The company, first known as Trinity Steel, was founded by C. J. Bender in Dallas in 1933. W. Ray Wallace, an engineering graduate of Louisiana Tech, worked for Dallas's Austin Bridge Company in 1944 before joining the company in 1946 as its seventeenth employee. At the time Trinity Steel manufactured butane tanks in a Dallas County mule barn. In 1958 Trinity Steel merged with Dallas Tank Company, which was also founded in 1933, and Ray Wallace became the new firm's president and first chief executive officer. At the time Trinity had revenues reaching $2.5 million and employed 200 workers. While some employees of the firm in other states eventually unionized, Texas workers never formed a union. For a time the company profited by producing larger tanks that enabled it to enter the petroleum business and do steel fabrication for refineries. In addition, to free up capital, it established an investment company to buy trucks and lease them back to the firm. Nonetheless, by 1957 Trinity faced competition and declines in the petroleum industry. Dallas Tank, Trinity Steel, and Bender-Wallace Development Company merged in 1958 to form Trinity Industries, Incorporated, and went public.

1970s

In 1970 Trinity diversified with the acquisition of 153 acres of land adjacent to the Dallas-Fort Worth International Airport and in 1971 established its first real estate subsidiary. Acquisition of Mosher Steel in 1973, after initially contracting work out to them, enhanced the company's structural business. Among projects completed by the firm's structural division were the Texas Stadium, New York's World Trade Center, the Balboa Bridge in Panama, the Pennzoil Building, and two buildings in Moscow. Although Trinity began fabricating railway tank car bodies as a subcontractor to Richmond Tank Car and Union Tank Car as early as 1966, in 1978 Trinity began producing complete tank and covered hopper rail cars in association with Quick Car of Fort Worth, Texas, which Trinity later absorbed.

1980s

By the 1980s two subsidiaries, Gamble's Incorporated of Alabama and Mosher Steel of Texas, manufactured structural products including materials for drilling platforms, highway bridge components, commercial-high-rise buildings, and other girders and beams.

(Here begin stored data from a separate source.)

PR #1152, opened 2026-01-03
refactor: migrate project security settings to python-gitlab

thomascizeron:
This MR migrates the `ProjectSecuritySettingsProcessor` from the legacy `SingleEntityProcessor` pattern to use the python-gitlab library directly, as part of issue #73.

- Migrated processor: `ProjectSecuritySettingsProcessor` now extends `AbstractProcessor` and uses `python-gitlab`'s `http_get`/`http_put` methods instead of legacy `_make_requests_to_api()`
- Removed legacy code: Deleted `GitlabProjectSecuritySettings` wrapper class and removed it from `GitLab` class inheritance
- Implemented dry-run support: Added _print_diff method using `DifferenceLogger` to show configuration changes in dry-run mode
- Updated tests: Acceptance test now instantiates and tests the processor directly

### DIFF
--- a/gitlabform/processors/project/project_security_settings.py
+++ b/gitlabform/processors/project/project_security_settings.py
@@ -41,7 +41,7 @@ class ProjectSecuritySettingsProcessor(AbstractProcessor):
             warning(f"Failed to get project security settings for project {project.path_with_namespace}: {e}")
             return {}
 
-    def _update_project_security_settings(self, project: Project, initial_settings: dict, bsettings: dict) -> None:
+    def _update_project_security_settings(self, project: Project, initial_settings: dict, settings: dict) -> None:
         """Update project security settings using python-gitlab."""
         try:
             # TODO: python-gitlab does not yet support updating project security settings


gitlabform/processors/project/project_security_settings.py
```diff
@@ -1,12 +1,53 @@
...
+class ProjectSecuritySettingsProcessor(AbstractProcessor):
     def __init__(self, gitlab: GitLab):
-        super().__init__(
-            "project_security_settings",
-            gitlab,
-            get_method_name="get_project_security_settings",
-            edit_method_name="put_project_security_settings",
+        super().__init__("project_security_settings", gitlab)
+
+    def _process_configuration(self, project_or_project_and_group: str, configuration: dict) -> None:
```
amimas: In the context of this processor, we know the entity type is project - not a group. So, let's rename `project_or_project_and_group` to `project`. It'll make the code easier to read.

gitlabform/processors/project/project_security_settings.py
```diff
@@ -1,12 +1,53 @@
...
+        debug("Processing project security settings...")
+        project: Project = self.gl.get_project_by_path_cached(project_or_project_and_group)
+
+        security_settings_in_config = configuration.get("project_security_settings", {})
+        security_settings_in_gitlab = self.get_project_security_settings(project_or_project_and_group)
```
amimas: I think you can pass the `project` variable to the function. That way you already have access to the project object and won't need to retrieve it again in that function.

gitlabform/processors/project/project_security_settings.py
```diff
@@ -1,12 +1,53 @@
...
+
+    def get_project_security_settings(self, project_path: str) -> dict:
+        """Get project security settings from GitLab using python-gitlab."""
+        project: Project = self.gl.get_project_by_path_cached(project_path)
+        # Use lower-level http_get as security_settings doesn't have a dedicated manager
+        path = f"/projects/{project.encoded_id}/security_settings"
+        result = self.gl.http_get(path)
+        # http_get can return Response for streamed requests, but we're not streaming
+        # so it will always be a dict
+        return cast(dict[str, Any], result)
```
amimas: Let's wrap it in `try-except` block. I'd also add a todo for future reference. I had to do something like this recently. Have a look at here. Let me know if this makes sense.

https://github.com/gitlabform/gitlabform/blob/7cb585a7a4e20af2b06570253a893f45f1e01bf0/gitlabform/processors/project/remote_mirrors_processor.py#L147-L159

gitlabform/processors/project/project_security_settings.py
```diff
@@ -1,12 +1,53 @@
...
+
+    def _update_project_security_settings(self, project: Project, settings: dict) -> None:
+        """Update project security settings using python-gitlab."""
+        path = f"/projects/{project.encoded_id}/security_settings"
+        self.gl.http_put(path, post_data=settings)
```
amimas: Same comment as above. Let's make sure we catch errors/exceptions and handle it properly.

gitlabform/processors/project/project_security_settings.py
```diff
@@ -1,12 +1,53 @@
...
     def __init__(self, gitlab: GitLab):
-        super().__init__(
-            "project_security_settings",
-            gitlab,
-            get_method_name="get_project_security_settings",
-            edit_method_name="put_project_security_settings",
+        super().__init__("project_security_settings", gitlab)
+
+    def _process_configuration(self, project_or_project_and_group: str, configuration: dict) -> None:
+        debug("Processing project security settings...")
```
amimas: The `AbstractProcessor` already takes care of logging this. So, let's remove it from here.

gitlabform/processors/project/project_security_settings.py
```diff
@@ -1,12 +1,53 @@
...
+
+        security_settings_in_config = configuration.get("project_security_settings", {})
+        security_settings_in_gitlab = self.get_project_security_settings(project_or_project_and_group)
+        debug(security_settings_in_gitlab)
+        debug("project_security_settings BEFORE: ^^^")
+
+        if self._needs_update(security_settings_in_gitlab, security_settings_in_config):
+            debug("Updating project security settings")
+            self._update_project_security_settings(project, security_settings_in_config)
+            debug("project_security_settings AFTER: ^^^")
```
amimas: The `_update_project_security_settings` function doesn't print anything. So the next line showing "AFTER: ^^^" won't refer to anything.

tests/unit/processors/test_project_security_settings_processor.py
amimas, line 1: Typically in this project we have acceptance tests for processors. It uses live gitlab instance to test out the processor logic. What's the rational for this unit test here? If something is not covered by the acceptance tests, maybe we should add it there?

gitlabform/processors/single_entity_processor.py
amimas, line 1: Should we remove it separately in a different PR? We'd need to update the contributing docs too.

gitlabform/processors/project/project_security_settings.py
thomascizeron: As `project` is already taken in the function, I opted for `project_name`

gitlabform/processors/project/project_security_settings.py
thomascizeron: Tell me if the new version match what you meant :)

tests/unit/processors/test_project_security_settings_processor.py
thomascizeron: I thought that some unit tests won't hurt, but I see the point, there is not much internal logic here, acceptance tests should be sufficient

tests/acceptance/standard/test_project_settings.py
amimas, line 1: Nothing wrong here with the update in this file adding docstrings. But it's not related to project security settings refactoring. So, let's take it out of this PR. Want to minimize/isolate changes that are not related.

gitlabform/processors/project/project_security_settings.py
```diff
@@ -1,12 +1,66 @@
...
+            debug("No update needed for project security settings")
+
+    def get_project_security_settings(self, project: Project) -> dict:
+        """Retrieve project security settings using python-gitlab."""
+        try:
+            # TODO: python-gitlab does not yet support retrieving project security settings
+            # via its dedicated manager, so we use a lower-level http_get method here.
+            # Switch to native method once supported by python-gitlab.
+
+            path = f"/projects/{project.encoded_id}/security_settings"
```
amimas: So far the pattern used is `project.id`. Any specific reason for using `project.encoded_id`?

gitlabform/processors/project/project_security_settings.py
amimas: Looks like latest update removed that log entirely. Maybe after the update, we should get the setting and then print that debug line to keep the functionality same as before?

tests/unit/processors/test_project_security_settings_processor.py
amimas: Yeah, thanks for thinking of unit tests. In this case there aren't much to test via unit test, I think.

gitlabform/processors/single_entity_processor.py
thomascizeron: https://github.com/gitlabform/gitlabform/pull/1164

gitlabform/processors/project/project_security_settings.py
thomascizeron: Ensure that the ID is url-encoded so that it can be safely used in a URL 

cf. https://python-gitlab.readthedocs.io/en/stable/api/gitlab.html#gitlab.base.RESTObject.encoded_id

I think it is safer to use encoded_id when dealing with URLs

gitlabform/processors/project/project_security_settings.py
thomascizeron: My bad thought the debug info were not needed. I've put the debug directly in `_update_project_security_settings` in latest commits

gitlabform/processors/project/project_security_settings.py
```diff
@@ -1,12 +1,68 @@
...
-            edit_method_name="put_project_security_settings",
+        super().__init__("project_security_settings", gitlab)
+
+    def _process_configuration(self, project_name: str, configuration: dict) -> None:
+        project: Project = self.gl.get_project_by_path_cached(project_name)
+
+        security_settings_in_config = configuration.get("project_security_settings", {})
+        security_settings_in_gitlab = self.get_project_security_settings(project)
+        debug(security_settings_in_gitlab)
+        debug("project_security_settings BEFORE: ^^^")
```
amimas: Didn't think of it earlier. I'm thinking it's probably best to move this logic of printing before-after, inside the `_update_project_security_settings` function. Otherwise, the "BEFORE: ^^^" will always print but sometimes may not print the "AFTER: ^^^". Does that make sense?

What do you think?

gitlabform/processors/project/project_security_settings.py
amimas: Yup, agree. But, `project.id` gives you the integer - no need to use the URL in the requests. Let me know if I missed something.

gitlabform/processors/project/project_security_settings.py
thomascizeron: Make sense !

gitlabform/processors/project/project_security_settings.py
thomascizeron: Mmmh i see

amimas:
Thanks for all the updates. Mostly looks good. Could you please address the linter reported issue? I think an expected variable was not passed into a function when it is being called.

The firm's marine subsidiary, Equitable Shipyards, produced LASH or Lighter Aboard Ship barges, riverboats for use by Hilton Hotels, and other craft for industrial uses. Hackney, Incorporated, its metal components subsidiary, produced materials for piping systems. Trinity produced completed railcars, including tank cars, covered and open hoppers, and gondolas to transport chemicals, coal, structural steel and other commodities, at locations in Oklahoma City, Oklahoma, and Longview, Texas, and held two railcar leasing subsidiaries. The company also produced containers for fertilizer, liquified petroleum gas, and nuclear fuel and waste. In 1981 Trinity acquired a metal fabrication firm at Channelview, Texas, and Babcock & Wilcox plants in Elkhart, Indiana, and Koppel, Pennsylvania, and in 1983 it acquired Halter Marine. In 1984 Trinity absorbed Quick Car and acquired the railcar designs and production facilities of the Pullman-Standard Car Manufacturing Company, once the largest railcar manufacturer in North America. That same year Trinity also acquired the railcar designs of General American Transportation Corporation. In 1986 the rail car designs and production facilities of Greenville Steel Car Company were purchased, including the auto rack designs of Portec-Paragon. Also acquired in 1986 were the railcar designs of North American Car Corporation, and in 1987 Ortner Freight Car was acquired. These combined acquisitions made Trinity the largest rail car manufacturer in North America.

1990s

"In the 1990s expansion continued with the acquisition of the Transit Mix Concrete and Materials Company of Beaumont, Texas, Beiard Industries, Syro Steel and Stearns Airport Equipment of Fort Worth, Texas. By 1993 revenues exceeded $1.5 billion, and the firm employed 13,000 people." In 1998 Trinity acquired the Differential Steel Car Company , which designed and built specialty rail cars. That same year Trinity also opened a rail car production plant in Monclova, Mexico.

2001

In 2001 Trinity Industries acquired the designs and production facilities of Thrall Car Manufacturing Company, then North America's second largest producer of railroad freight cars.

2002-2003

Trinity consolidated its rail car building operations under the name Trinity Rail Group , and then shortened the name to TrinityRail.

June 2006

The company completed the sale of its weld pipe fittings business.

August 2006

The company sold its European Rail business to International Railway Systems S.A.

December 2006

During the year ended December 31, 2006, it made two acquisitions in the Construction Products Group.

April 2007

The company's subsidiary, Transit Mix Concrete & Materials Company, acquired a combined group of East Texas asphalt, ready mix concrete and aggregates businesses operating under the name Armor Materials.

November 2018

The company’s Energy Equipment Group - Trinity Containers - was spun off forming Arcosa Inc. .


Mission
Arcosa is dedicated to the growth and success of its people and customers. Our mission is to provide innovative and value-creating solutions that enable our customers to succeed in today’s competitive markets.

Vision
Our vision is to be the most trusted and respected infrastructure solutions supplier in the world.

Key Team

Mr. Reid S. Essl (Group Pres)

Mr. Kerry S. Cole (Group Pres)

Mr. Jesse E. Collins Jr. (Group Pres)

Ms. Mary E. Henderson (Chief Accounting Officer)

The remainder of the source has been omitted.